To test this, cores of all three species were taken from healthy seagrass beds and transplanted to a sulfide-rich area. (1) The relative growth rate of the cores was measured, and, (2) sulfide levels in the sediment next to the transplanted cores compared. Lastly, (3) the growth of individual T. testudinum shoots was measured when placed next to the transplanted cores.
This study showed (1) no difference in growth rates of the transplanted cores, and (2) temporarily elevated pore-water sulfide levels in the immediate surroundings of the transplanted cores.

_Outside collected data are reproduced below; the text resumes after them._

PR #978, opened 2023-09-20
Fix crash in transport node resource

annakhm:
In addition, mark computed fields as such. to avoid non-empty diff problem. Sinsitive attributes (such as `root_password`) will be addressed in follow-up PR.

### DIFF
--- a/nsxt/resource_nsxt_transport_node.go
+++ b/nsxt/resource_nsxt_transport_node.go
@@ -99,6 +99,7 @@ func resourceNsxtTransportNode() *schema.Resource {
 			"failure_domain": {
 				Type:        schema.TypeString,
 				Optional:    true,
+				Computed:    true,
 				Description: "Id of the failure domain",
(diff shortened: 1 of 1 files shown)


nsxt/resource_nsxt_transport_node.go
```diff
@@ -157,6 +159,7 @@ func getNodeSchema(addlAttributes map[string]*schema.Schema, addExactlyOneOf boo
 		"ip_addresses": {
 			Type:        schema.TypeList,
 			Optional:    true,
+			Computed:    true,
```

Lowest sulfide levels near the H. wrightii transplantation and (3) no difference in the growth of the individual T. testudinum shoots between treatments. Concludingly, it is unlikely that there is a plant-plant facilitating effect of H. stipulacea, T. testudinum and H. wrightii on T. testudinum. Transplantation of T. testudinum cores with H. stipulacea or H. wrightii is not a restoration measure that may facilitate T. testudinum in bare areas with high pore-water sulfide levels. Investigating the behavior of the sulfide levels over a longer period is advised since the duration of the experiment was too short to observe the equilibrium that arose.